The licensing agreement is a vetted template created by BeatStars’ attorneys and is entirely customizable by the creators. The default terms are that the creators maintain the entirety of their writer’s share and 50% of the publisher’s share. This is what YoungKio had in place for “Old Town Road,” which was estimated to have earned $9 million in revenue in its first year. BeatStars asserts no ownership or rights to any of the licenses sold on the platform. If further deals are negotiated with publishing companies or record labels after that initial licensing agreement, BeatStars is not involved with those transactions. 

To get noticed on a platform that offers so much content, Batshon makes a couple of recommendations. One is to be consistent, releasing fresh material on a daily basis, if possible, in order to cut through the noise of the millions of releases on BeatStars. Second is to use BeatStars’ marketing tools, including its ad system — which is available only to creators, not third-party advertisers — to promote products. 

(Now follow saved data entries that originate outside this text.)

PR #1435, opened 2026-09-19
Recipe tab: say why a run is refused, and use a picture as a workflow's input

lindkvis:
Finishes #1406.

Most of that issue — the Info | Recipe tabs and `OverlayRecipePanel.vue` —
already shipped on `develop` under its sibling #1313 (PR #1426). I did not
notice until the closing rebase and rebuilt this branch down to what #1406 still
wanted. That is why the diff is small and mostly deletion.

## What this adds

**The Recipe tab says why a run is refused.** `canGenerateVariants` was one
boolean folding together three unrelated facts, so an A1111 picture — whose
recipe the tab renders in full — was offered an enabled *Generate variants…*
that no ComfyUI could serve, and a share-link reader was told ComfyUI was not
connected on a machine where it was. Four reasons now, ranked by what the reader
can do about them: the picture (A1111/Forge, or a graph the server called
unrunnable, whose own `reason` supplies the words), then the session, then the
machine.

**`aria-disabled`, not `disabled`.** A natively-disabled button is out of the tab
order, so a keyboard reader could never reach the reason `aria-describedby`
points at. `AppButton` already inked both spellings and its CSS says why; the
panel just was not using it. The reason is also in prose above the buttons,
because a tooltip needs a hover or a focus.

**"Use as input for…"**, in the Recipe tab and the lightbox's right-click menu.
It closes the lightbox (the run panel it opens is the rail the lightbox covers)
and opens that panel on the picture. Hidden, not disabled, for a read-only
session or an unconfigured machine — the same treatment both context menus give
it.

**The lightbox's I2I menu is gone** (~480 lines). The run panel is a superset:
workflow picker, caption, LoRA swap and slot choice, stack toggle. The one thing
genuinely lost is the per-workflow caption remembered in `sessionStorage`.

## Two things found on the way

**A read-only guard lost its only implementation.** The I2I menu was one of three
`useLoraSwap` callers and the only one guarding the owner-only insertion read on
`isReadOnly`; deleting it would have removed the guard silently, since neither
survivor had copied it. It moved into the composable, where the next caller
cannot forget it — and its sibling `loadAdapters` (`GET /adapters`, also
owner-only) got the same guard, which nothing had.

**The rename reached two surfaces of three.** `SelectionMenu.vue` still said
*Edit with ComfyUI* for the identical `open-comfyui-panel` emit, with a different
icon, in a menu a user reaches seconds later. Both say the same thing now — and
an existing `not.toContain("Edit with ComfyUI")` assertion that the rename made
vacuous now asserts the real entry instead.

It rejected the first version of this branch and was right to: the read-only
reason was in the docstring and the docs but not in the code, and the new action
was gated in both context menus and ungated in the Recipe tab. Both fixed, both
now tested. Also from it: the selection convention below, the dead CSS, the
stale emits line, the `=== false` comment contradicted by the overlay's own
`available: data.available === true` (the overlay now passes the value through),
and the footer not fitting 288px.

Two I did not simply obey:

- **The selection.** It called the unconditional replace a defect. The fix is
  narrower than "do not replace": `useOverlayPictureAsInput` now follows the rule
  `handleImageContextMenu` and `handleFaceBboxContextMenu` already follow —
  narrow to the one picture only when it is not already selected. Acting on one
  picture of a selection built on purpose is not a reason to discard the rest.
- **The banner and Save.** Still absent, and my earlier reason for that was
  wrong: B6 shipped both the match rule (`saved_recipe_service.credit_by_recipe`)
  and `GET`/`POST /recipes`. What is actually missing is a frontend
  `api/recipes.js` and a decision on where the prompt/LoRA normalisation lives —
  re-deriving it in JS makes a second copy of a rule the backend owns, which is
  the hand-copy this repo has been bitten by. That belongs with the step that
  adds the client, not here.

## Checks

259 → 260 frontend suites, 4479 tests, eslint clean, build clean,
`render_backend_architecture.py --check` OK. Every new assertion was
mutation-checked — the guard removed, the reason branch deleted, the gate
dropped, the selection clobbered — red each time, then restored.

---

## Answering the review (d4d2e42d)

All six threads replied to and resolved. Two changed behaviour:

**The selection rule was borrowed from a premise that does not hold.** I copied
`handleImageContextMenu`'s "keep a selection the picture is already in" without
checking why it is right there — the grid selection is *on screen*.
`openOverlay` never touches `selectedImageIds`, so in the lightbox it is
invisible, and both ways into `useOverlayPictureAsInput` name one picture
explicitly. Keeping fifty unseen pictures selected would have handed
`WorkflowRunPanel` all fifty from a control whose tooltip says "this picture".
It now narrows unconditionally, and `ImageGridUseAsInput.test.js` flipped with
it — the case that pinned the old rule now pins the new one and says why.

**The panel now refuses the way the menus refuse.** I had claimed hiding was
"how both context menus treat the same action"; they disable. Rather than fix
the comment I fixed the code: `v-if="comfyuiConfigured"` and `aria-disabled`
for a read-only session, matching both copies. That exposed something the
hiding had concealed — on a read-only A1111 picture the two buttons are refused
for *different* reasons, and both pointed `aria-describedby` at one sentence.
Each now gets its own when they differ and they share one when they coincide.

The rest were comments and docs describing what the code does not do, plus a
6th cell in a 5-column table that rendered nowhere.

## The CI failure (cdbf4722)

`backend-windows shard 2` failed on two `tests/test_restore.py` drain tests.
This diff touches no backend code, but the failure is real and understood, not
a retry-until-green:

Both tests pause a request handler on `release_X.wait(10)` while the main
thread does work the test itself allows up to **20.2 s** for
(`close_started.wait(20)` plus a 0.2 s proof that no swap has happened) before
setting the event. The handler is less patient than the orchestration it waits
on. On Linux the gap is milliseconds; on a loaded Windows runner it is not.

**This exact defect was already fixed once in this file** — 807045a1,
"unstick the restore queue-gap wait", raised the sibling
`release_token_clear.wait(10)` to `120` with a comment noting a Windows runner
takes several times what Linux does. These two are the unfixed siblings, so
they get the same remedy.

Demonstrated rather than assumed: with a 12 s delay inserted before the release
— inside the 20.2 s the test permits — the old timeout fails with the exact CI
error and the new one passes.

**The wider pattern: I checked it, and there isn't one.** An earlier draft of
this description said ~12 other paused-handler waits shared "the same shape"
and wanted a sweep. That was a grep result, not a finding, and the sweep says
otherwise — none of the other 11 sites has this defect. The criterion that
tells them apart:

> It is not "a short release timeout". It is a handler paused on
> `release.wait(P)` while the main thread performs **another bounded wait,
> after the handler is already paused**, of length comparable to or greater
> than `P`, before releasing. The main thread's wait for the handler's own
> *entered* event does not count — it has already returned by the time the
> handler's clock starts mattering.

All 11 others are `after-pause = 0s`; four were read by hand to confirm the
scan. The restore pair were inverted because their orchestration holds a
*second* long wait, `close_started.wait(20)`, after the pause.

**What this fix makes worse, and is now #1441.** Both drain tests set the
release event *outside* any `try`, so an orchestration assertion that fires
leaves the paused thread blocked — holding the scratch `snapshot.sqlite` open,
which 807045a1's comment says breaks the next test's `rmtree` on Windows.
Raising the patience 10 s → 120 s lengthens that stall twelvefold. The trade is
still right — a correct test that stalls on failure beats a wrong test that
fails on success — but it is a real cost of this commit, not a neutral one, and
the `try`/`finally` that removes it is filed as #1441.


lindkvis (commented):
Reviewed `origin/develop` (dafb6c5) ...`pull/1435/head` (69e8b82), three-dot.

The refusal ladder checks out: the four `reason` values it maps are exactly the ones `GET /comfyui/pictures/{id}/recipe` produces, `no_prompt_chunk` is already filtered upstream so the tab is disabled rather than reasoned about, and `runReason` returns null only when `canGenerateVariants` is true — so there is no state left where the button is live and the run would fail. The I2I deletion is clean: every `.overlay-comfy-*` class kept still has a user in the Filters menu or `PluginParametersUI`, every deleted one has none, and the caption-focus Escape branch and `clearComfyuiCloseTimer` went with their state. `aria-disabled` + `aria-describedby` is the right call and `AppButton` really does ink both spellings the same. New CSS is all real tokens.

Six small findings below — one behavioural, the rest are comments and docs that describe something the code does not do.

frontend/src/components/views/ImageGrid.vue
```diff
@@ -7624,6 +7625,31 @@ function handleContextMenuOpenComfyuiPanel() {
...
+function useOverlayPictureAsInput(pictureId) {
+  const id = pictureId ?? overlayImageId.value;
+  if (id == null) return;
+  if (overlayOpen.value) closeOverlay();
+  // Narrowed to this picture only when it is not already in the selection -
+  // the same rule `handleImageContextMenu` and `handleFaceBboxContextMenu`
+  // follow. Acting on a picture the user had deliberately selected alongside
+  // others is not a reason to throw the others away, and there is no undo for
+  // a selection.
+  if (!selectedImageIds.value.includes(id)) {
```
lindkvis: The convention borrowed from `handleImageContextMenu` assumes the selection is **on screen**. In the lightbox it is not: `openOverlay` never touches `selectedImageIds`, so a reader who selected 50 pictures in the grid and then opened one of them gets *Use as input for…* sending all 50 to the run panel — `workflowRunStore.selectionIds` is the live grid selection and `WorkflowRunPanel` reads it at run time — while the entry's own tooltip says "Run a workflow with **this** picture as its input".

Both entrances to this function are per-picture (the recipe panel's button and `delegateWith('use-as-input', contextImage?.id)`), so narrowing unconditionally when the call carries an explicit id would match what the control promises.

frontend/src/components/views/OverlayRecipePanel.vue
```diff
@@ -233,22 +260,103 @@
...
+    return "This recipe cannot be run from here.";
+  }
+  return null;
 });
 
-const emit = defineEmits(["generate-variants"]);
+/**
+ * Whether to offer the picture as a workflow's input at all.
+ *
+ * Hidden rather than disabled, which is how both context menus treat the same
```
lindkvis: "which is how both context menus treat the same action" is not what the menus do — both render the entry and disable it:

- `ImageGridContextMenu.vue:176` (overlay mode): `:disabled="isReadOnly"`
- `ImageGridContextMenu.vue:509` (grid mode): `:disabled="!selectedImageIds.length || isReadOnly"`

So read-only gets a visible-but-dead entry in the menus and no entry at all here. Same claim is repeated in `docs/frontend_architecture.md`. Worth picking one treatment; if hiding is right, the menus should hide too.

frontend/src/components/views/OverlayRecipePanel.vue
```diff
@@ -233,22 +260,103 @@
...
+ * reading them: this machine has no ComfyUI to run anything on, this session
+ * may not run anything, or **this picture is not a thing ComfyUI can run** -
+ * which is the A1111 case the Recipe tab otherwise fills in completely. The
+ * graph reasons come from the recipe read's own `reason` so the words here
+ * cannot drift from the decision the server made.
+ */
+const RUN_REASONS = {
+  a1111:
+    "This picture was made in A1111 or Forge, so there is no ComfyUI graph " +
+    "here to run again. Use it as the input for a workflow instead.",
```
lindkvis: "Use it as the input for a workflow instead" points at a button that `canUseAsInput` hides when ComfyUI is unconfigured or the session is read-only — and the `a1111` branch is deliberately ranked *above* both of those checks, so those are precisely the readers who reach this sentence. On a share link or a machine with no ComfyUI the advice has nothing to act on.

Suggest making the second clause conditional on `canUseAsInput`, or dropping it from the constant and leaving the button to say it.

docs/design/notice-surface.md
```diff
@@ -341,7 +341,7 @@ shipped components had exactly that, and the fix would have broken them:
 | Site | Fill | Before | After the naive fix | Resolution |
 |---|---|---|---|---|
 | `ImageOverlay .overlay-comfy-warning` | `rgba(warning, .2)` on the lightbox | 11.38 / 12.99 | **1.41 / 1.33** | tint → `dark-surface-warning`, text → `on-dark-surface` (9.18 / 10.51) |
-| `ImageOverlay .overlay-comfy-error` | `rgba(error, .2)` on the lightbox | 12.92 / 13.89 | 12.92 / **1.24** | same (9.89 / 11.24) |
+| `ImageOverlay .overlay-comfy-error` | `rgba(error, .2)` on the lightbox | 12.92 / 13.89 | 12.92 / **1.24** | same (9.89 / 11.24) | *(the rule still stands; the class itself went with the lightbox's I2I menu in #1406)*
```
lindkvis: This adds a **6th cell to a 5-column table** (header is `Site | Fill | Before | After the naive fix | Resolution`). GFM truncates each row to the header's column count, so the parenthetical renders nowhere — it is only visible in the source.

Fold it into the Resolution cell, or put it as a sentence under the table.

docs/frontend_architecture.md
```diff
@@ -681,15 +681,21 @@ That makes the gesture deliberately a beat late, which is why the tile carries a
...
+
+  *Use as input for…* is **hidden**, not disabled, for a read-only session or an unconfigured machine — the same treatment both context menus give the same action, because it opens a run panel that could only refuse. The two buttons stack rather than sitting in a row: the pane is `--stats-panel-w` (288px) and these two labels are ~314px together, where the design's own "Run… / Save" fit.
```
lindkvis: "**replaces** the selection with that one picture" is not what it does — it narrows *only when the picture is not already selected*, which is the rule the PR's own test pins (`ImageGridUseAsInput.test.js`, "keeps a selection the picture is already part of"). A reader trusting this paragraph would take the other test for a bug.

changelog.d/1406-overlay-recipe-actions.md
```diff
@@ -0,0 +1,11 @@
+- The Recipe tab now says *why* a picture's recipe cannot be run again instead
+  of offering a button that would fail. **Generate variants…** stays in place,
+  disabled, with the reason beside it — and the reasons are told apart: a
+  picture made in A1111 or Forge has no ComfyUI graph to replay, a graph may
+  have no seed to change, ComfyUI may not be connected, and a shared link is a
+  read-only view. Each says its own thing rather than blaming the connection.
+- The Recipe tab and the right-click menu in the full-screen view gain **Use as
```
lindkvis, line 7: Two things:

- "which selects the picture" carries the same inaccuracy as the architecture doc — the selection is left alone when the picture is already in it.
- The fragment does not mention that the grid context menu and the selection menu entries were renamed from *Edit with ComfyUI* to *Use as input for…*. That is a user-visible label change on a surface people use daily, and the release notes are where it would be read.

frontend/src/components/views/ImageGrid.vue
lindkvis: Fixed in d4d2e42d. You are right, and the premise is the part I got wrong: I borrowed the rule from `handleImageContextMenu` without checking that what makes it right there holds here. It does not — `openOverlay` never touches `selectedImageIds`, so the selection is invisible in the lightbox, and both ways in name one picture explicitly.

`useOverlayPictureAsInput` now narrows unconditionally, and the comment says why the grid's rule does not carry over rather than claiming it does. `ImageGridUseAsInput.test.js` flipped with it: the case that asserted the selection was kept now asserts it is narrowed, and names the reason. I mutation-checked it by putting the guard back — red.

frontend/src/components/views/OverlayRecipePanel.vue
lindkvis: Fixed in d4d2e42d, by changing the code rather than the comment: the panel now does what the menus do. `v-if="comfyuiConfigured"` (no ComfyUI, nothing to be an input *for*), and `aria-disabled` with the reason for a read-only session, present but dead.

That surfaced something the hide had concealed — Run… and *Use as input for…* are refused for different reasons on a read-only A1111 picture, and both pointed `aria-describedby` at one sentence. Each now gets its own when they differ, and they share one when they coincide, so neither button is described by the other's problem. Two tests cover that split.

frontend/src/components/views/OverlayRecipePanel.vue
lindkvis: Fixed in d4d2e42d — dropped the second clause. The constant now stops at "there is no ComfyUI graph here to run again", and the button beside it says what can be done instead, when it can be. It was advice that pointed at a control the reader might not have, which is worse than no advice.

docs/design/notice-surface.md
lindkvis: Fixed in d4d2e42d — folded into the Resolution cell, so the row is five columns again. I checked the rendered count rather than the source this time.

docs/frontend_architecture.md
lindkvis: Fixed in d4d2e42d. The paragraph was describing the behaviour this PR has now changed anyway, so it says "narrows the selection to that one picture" and then states explicitly that it narrows *unconditionally*, which `handleImageContextMenu` deliberately does not — with the reason (the lightbox does not show the selection) so the next reader does not re-derive the wrong rule from the grid's.

changelog.d/1406-overlay-recipe-actions.md
lindkvis: Both fixed in d4d2e42d. "which selects the picture" is now accurate, since the selection is narrowed unconditionally after your first comment. And the rename has its own line:

> *Edit with ComfyUI* is now called **Use as input for…** in the grid's right-click menu and in the selection menu. Same action, clearer name.

The selection menu is in there because answering your other comment found it still said *Edit with ComfyUI* with a different icon for the identical emit.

“You have to throw free content at people until you’ve built a user base that you can remarket to, rebuild on and provide value to,” says Batshon. “At BeatStars, the cream always rises to the top. There is never a point where you will find anything in the top 1,000 tracks that’s garbage. We weigh our algorithm and our ranking system based on metrics that are real, not vanity or plays or how many social media followers you have. It’s how many customers around the world are really engaging with your music, licensing your music and building something with your music. It’s crowdsourcing of data that reflects in the quality of the music.”

 BeatStars has creators living in remote locations whose beats are licensed to charting songs, who choose to remain anonymous. Says Batshon, “We have producers who have become millionaires on the platform that have never shown their face. They have small amounts of social media followers. They don’t have to live the crazy 24/7 lifestyle to keep people’s attention. They just have to drop hot shit every time. You can build a brand and plug into social media marketing techniques that are proven to be successful. But if you want to be reserved and be a family person and live your life privately and still make music, you can do that too.”

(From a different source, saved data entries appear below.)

PR #1437, opened 2026-09-19
Workflows & Recipes B7: one run route with preflight and every reason code

### LINKED ISSUE #1399: Workflows & Recipes B7: one run route with preflight and every reason code

## Depends on

|---|---|---|
| #1396 (B4) | yes | `git grep -q CHANGED_WORKFLOWS origin/develop -- pixlstash` |
| #1397 (B5) | yes | `git grep -q workflow_key origin/develop -- pixlstash/routes/comfyui.py` |
| #1398 (B6) | yes | `git grep -q '"/recipes"' origin/develop -- pixlstash/authz/registry.py` |

## What

- **Runnable-source resolver** for a workflow, in order:
  1. the linked imported file;
  2. the embedded API graph of this library's best kept picture;
  3. this library's best `workflow_recipe_instance.document`, with references resolved through `workflow_recipe_asset` (a forgotten name surfaces as a missing model);
  4. otherwise `no_runnable_source`.
- `POST /workflows/run` takes:
  - source `picture_ids | saved_recipe_id | workflow_key`;
  - target `workflow_key` (another stack member allowed);
  - `prompt`, `negative`, `loras`, `values` by parameter address;
  - `count`, `seed_mode new|keep|fixed`, `inputs`, `destination`.

  With several pictures and no target, the server groups them by each picture's recipe. Keep `MAX_RUNS_PER_REQUEST` and the `allow_unchecked` consent rule on every source. **New runs are not stacked by default.**
- `POST /workflows/run/preflight`: the same body as a dry run.
- Reason codes: `comfyui_not_configured`, `comfyui_unreachable`, `ui_format`, `missing_nodes[]`, `missing_models[{file, folder}]` (blocks the whole batch), `a1111`, `fixed_input_deleted`, `no_lora_loader`, `pixlstash_nodes`, `no_save_node`, `no_runnable_source`.
- LoRA slots go through the #1377 resolver (`detect_lora_targets` / `apply_adapter`, one slot = a node and a field), extended with strengths.
- Edited defaults are overrides applied at run time, never written into a graph.

## Acceptance

- Each reason code asserted for picture, saved-recipe and workflow sources. A missing model blocks a mixed batch. New runs are not stacked. `count` produces N submissions.
- **Policy `OWNER_ONLY`**, which narrows the shipped `PICTURE_SCOPED` run routes. **Chief-security-officer sign-off before merge** (new run surface, policy change).

lindkvis:
Closes #1399. Adds `POST /workflows/run` and `POST /workflows/run/preflight`.

## What

- **A runnable-source resolver** (`services/workflow_run_service.py`). A card is an identity derived from pictures, not a file, so "run this card" has to find something to submit: the linked imported file, else the best kept picture's embedded graph, else the best stored instance document with its asset references resolved, else `no_runnable_source`. A reference the hub can no longer name becomes a model no ComfyUI lists, so a forgotten name surfaces as a missing model.
- **Two routes, one body.** One source of `picture_ids | saved_recipe_id | workflow_key`, optional `target`, plus `prompt`, `negative`, `loras`, `values`, `count`, `seed_mode`, `destination`, `stack`, `allow_unchecked`. Several pictures and no target group by each picture's recipe.
- **Refusals are codes, not sentences** — all eleven from the issue. A batch mixes sources, and a panel grouping "these four are missing the same model" can't do that from prose.
- **New runs are not stacked by default**, unlike the shipped `run_recipe`. That one replays a picture's own graph, so its output is another take of it; this runs a card.
- **`OWNER_ONLY`**, narrowing the `PICTURE_SCOPED` run routes: a card resolves its graph from the whole library whatever the caller is scoped to.

## Not in here

**No `inputs` field.** A card's picture-input setup is read (`fixed_input_deleted`) but nothing fills one yet — that means uploading into ComfyUI's input folder, which is the i2i path `/comfyui/workflows/{name}/run` already owns. I had it as an accepted-and-ignored field and took it out: a caller would send a picture and get a run that never read it. Worth a follow-up.

## Adversarial pass

An independent reviewer was asked to argue for rejection. No secrets, no private information, nothing destructive. It found real defects and they are fixed in the second commit:

- `allow_unchecked` was inert — an unreachable ComfyUI blocked the batch before consent was read. Consent is now part of the blocking rule, and it reaches nothing else: a missing model is a fact that *was* established.
- The pre-flight could 400 where the run returned reasons, and could say `ok: true` for a body the run then rejected. The rule is now explicit and tested: a body that can't be interpreted against the card is a 4xx **on both**; everything else is a reason code.
- `seed_mode: "keep"` on a stored instance submitted seed 0 — `count: 3` would have produced three identical images. Refused with a message instead.
- A failure part way through left prompts queued in ComfyUI with no record returned. It now answers `status: "partial"` with the ids.
- A saved recipe's own LoRAs were dropped, and its `keep_seed` overrode an explicit `seed_mode`. Both fixed.
- Five tests asserted nothing (a 405 behind an `if status == 200`, monkeypatches on attributes that don't exist, Pydantic's validator standing in for the route's cap, all three "sources" resolving to the same tier). Rewritten, plus happy-path coverage for tiers 1 and 2 which had none.

Two findings I'm answering rather than acting on:

- **Nine private helpers imported from `routes/comfyui.py`.** Fair, but there's no cycle (`server.py` already imports from that module) and moving them out of a 3300-line route file is its own change, not this one's.
- **Pre-flight cost.** Real: tier 2 opens files. I cut the resolver depth from 20 to 5 and left a `ponytail:` note. A per-card "this picture carries no graph" cache is the fix if a panel ever calls this per keystroke.

## Size

~2700 lines against the ~600 guideline, and I don't think it splits usefully: roughly 750 production, 1400 tests, 400 docs, and the acceptance criteria ask for every reason code asserted across three source kinds. Say the word if you'd rather have the resolver and the routes as separate PRs.

## Checks

`ruff check` / `ruff format --check` clean. 173 tests in `test_workflows_api.py`, plus `test_architecture_guardrails.py`, `test_ci_shards.py`, `test_saved_recipes.py`, `test_workflow_cards.py`, `test_workflow_library.py` and `test_comfyui_recipe_route.py` — 598 passing locally. Fifteen mutation checks: every new assertion was shown failing with the thing it guards broken, and restored. One of them passed under mutation the first time and the test was rewritten until it didn't.

**Needs chief-security-officer sign-off before merge** (new run surface, policy change), per the issue.


lindkvis:
Reviewed `origin/develop...` the PR head (merge base `dafb6c5f`). One blocker, one should-fix, the rest is polish. The authz work, the reason-code contract and the dry-run/run agreement all hold up.

## Blocker — `read_kept_pixel_shas` raises on every match

`pixlstash/services/workflow_library_service.py`:

```python
return {
    sha
    for (sha,) in session.exec(select(Picture.pixel_sha).where(...)).all()
}
```

`select()` with one column is a `SelectOfScalar`, so `session.exec(...).all()` returns a list of **strings**, not 1-tuples. Unpacking `(sha,) = "aaa…"` raises `ValueError: too many values to unpack (expected 1)`. Reproduced against the real `Picture` model on sqlmodel 0.0.38.

`_fixed_input_reasons` → `read_kept_pixel_shas` → 500 on **both** `POST /workflows/run` and `POST /workflows/run/preflight`, for any card with a `fixed` picture input whose picture is **still in the library**. The feature is inverted: it only works when the picture is gone (empty result, nothing to unpack) — which is the one case the tests cover.

`best_picture_ids`, added in the same diff, gets it right, and so does every other single-column read in that file (`topology_picture_ids`, `variant_picture_ids`):

```python
return set(session.exec(select(Picture.pixel_sha).where(...)).all())
```

The fixture's pictures carry no `pixel_sha` at all, so the module cannot see this. Worth a test where a fixed input names a picture that exists — it should report no `fixed_input_deleted`, and it goes red on the current code.

## Should fix — `allow_unchecked` silently drops the run's LoRAs

`routes/workflows.py`, `_plan`:

```python
if body.loras and slots_in_graph and object_info is not None:
    found += _apply_loras(graph, body.loras, object_info)
```

Unreachable ComfyUI + `allow_unchecked: true`: `_apply_loras` never runs, `judge` reports only `comfyui_unreachable` (slots exist, so no `no_lora_loader`), `blocks_group` filters that out under consent, and the group submits. The caller asked for LoRA X, consented only to "run without inspecting", and gets whatever LoRA the stored graph named — no reason code, no log line.

Same class of silent-wrong-output the PR correctly refused for `seed_mode: "keep"` on a seedless instance. Either refuse it, or call `apply_adapter` with `{}` and let its `LookupError` become `missing_models`, which the `_apply_loras` except branch already does. No test covers consent + `loras`.

## Minor

- `resolve_source` takes `hub` and `library_uuid` and uses neither; same for `hub` on `_groups_for`.
- The `for` over `instance_documents` always returns on the first iteration — it is `[0]` wearing a loop.
- `stack_for_picture` is a write task called inside the per-run loop in `_submit_every`. It is idempotent, so hoist it above the loop.
- `model_copy(update=…)` in `_with_recipe` skips validation: a stored `seed` above `MAX_SEED_64` and a merged `values` list above `MAX_DEFAULTS` both bypass the declared field constraints.
- A saved recipe with an empty `workflow_key` yields a group with `runs: 0` and `reasons: []`, contradicting "reasons empty is the only thing that means this would run". One `no_runnable_source` in `_groups_for` closes it.

## Checked and satisfied

Both routes `OWNER_ONLY`, justified in the registry and the matrix, neither in `READ_SAFE_POST_PATHS`, and the negative test uses `assert_real_route` with a live positive control — so the 403s are refusals, not dead paths. Narrowing below the `PICTURE_SCOPED` `comfyui.py` routes is the right call. No path collision with any `{workflow_key}` POST. `_plan` is the single decision point for both handlers, so a 4xx on one is a 4xx on the other. Consent reaches only the two uninspectable codes. `deepcopy` per run, one `object_info` fetch per request, the lease kwargs and the partial-failure return all match the shipped `run_recipe`.

On your open questions: agreed the nine `routes/comfyui.py` imports are not this PR's job. On pre-flight cost — `fetch_object_info` is not cached either, so a panel calling preflight per keystroke hits ComfyUI each time; worth naming in the `ponytail:` note alongside the file reads.

lindkvis:
Thanks — the blocker was real and your diagnosis was exact. All of it is addressed in `65249aeb`, except two I'm answering rather than changing.

## Blocker — `read_kept_pixel_shas`

Reproduced before touching it, against the real `Picture` model on sqlmodel 0.0.38: `session.exec(select(Picture.pixel_sha)).all()` returns `['aaa111']`, and `(sha,) = "aaa111"` raises `ValueError: too many values to unpack (expected 1)`. Exactly as you described, including that the feature was inverted — it only worked when the picture was gone.

Fixed to `set(session.exec(...).all())`, with a comment saying why, since the wrong form reads as natural.

Your read on why the module couldn't see it was also right: the fixture's pictures carry no `pixel_sha`. The runnable card's picture now has one (`RUN_PIXEL_SHA`), and there's a test where a fixed input names a picture that **exists** and asserts no `fixed_input_deleted`. It goes red on the old code; the existing deleted-case test stays green on it, which is the whole problem in one line.

I grepped for siblings of the class — `for (…,) in …exec(` across `pixlstash/` — and this was the only one. `best_picture_ids` was already correct.

## Should fix — consent silently dropping the LoRAs

Agreed, and it's the same silent-wrong-output class as the `seed_mode: "keep"` refusal.

I took neither option exactly, because they differ per slot kind. A **digest** slot needs no `object_info` — that node resolves the file itself — so it can be honoured and now is. A **filename** slot is resolved against what that ComfyUI lists, and with no list the run genuinely cannot do what was asked; reporting `missing_models` there would assert the file is absent when we don't know. So that case is a 400 naming the slot. The `object_info is not None` guard in `_plan` is gone, so `_apply_loras` answers for the state itself rather than being skipped.

Test covers both halves: consent + LoRA refuses and submits nothing; consent alone still runs and the graph's own `lora_name` is untouched.

## Minor

- Unused `hub` / `library_uuid` on `resolve_source` and `hub` on `_groups_for` — removed.
- The `for` over `instance_documents` — now an index, with a line saying the caller hands them best-first.
- `stack_for_picture` hoisted above the per-run loop. Test asserts one call for `count: 3`.
- `model_copy(update=…)` — replaced with a `_revalidated` helper that goes through `model_validate`, so a stored value that breaks a field ceiling is a 422 naming the recipe instead of an assignment. Test uses a stored seed of `2**64`.
- Pre-flight cost note now names the uncached `fetch_object_info` alongside the file reads.

## One I'm answering instead

**The empty `workflow_key` case is unreachable.** `POST /recipes` declares `workflow_key: str = Field(min_length=1, …)`, so no recipe with an empty key can be created through the API. The reachable neighbour — a recipe naming a card this hub doesn't hold — already answered `no_runnable_source` via `find_card`, and there's now a test pinning it.

I still closed the class, but at the one place every keyless group converges in `_plan` rather than in the saved-recipe branch, so the next producer inherits it. Being straight about it: I mutated that fallback and the suite stayed green, because every producer today already attaches a reason. It's a guard on future code, not a live fix, and the comment says so.

## Checks

`ruff` clean. 178 in `test_workflows_api.py`, plus guardrails, ci_shards, workflow_library and saved_recipes — 547 locally. Every new assertion mutation-checked; the one that passed under mutation is the unreachable fallback above, and I've said so rather than dressing it up.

In addition to the ad service, BeatStars has launched several other offerings for its creators that are beneficial to both sides. BeatID is a tool that scours the internet for copies of creators’ work. The copyright holders can get accurate analytics on how and where their music is being used, and can market to re-engage those users. BeatID is also a good way to track how their music is performing, spot trends and maneuver them into their sales funnel. Plus, if they’re signed up with BeatStars Publishing, they can collect revenue where it applies.

BeatStars has also relaunched its music distribution arm, which originally started about a decade ago. BeatStars Distribution was a way to address digital distribution platforms’ inability to handle BeatStars’ output of 60,000 tracks a week. It had lain dormant, but now, in its reintroduction, it’s a way to close the loop and offer a 360 array of services to creators. 

In June, BeatStars reached a milestone, paying out $200 million to its creators. 

“We are a totally open, transparent platform,” says Batshon. “We don’t want to control anything. We’re the first platform to give user data and customer data back to musicians. The first digital music service to pay creators at the point of transaction. The first music company to implement collaborator splits, giving collaborators the ability to assign percentages and get everyone paid at the point of transaction. There’s no more funny business. We’re the people’s platform.”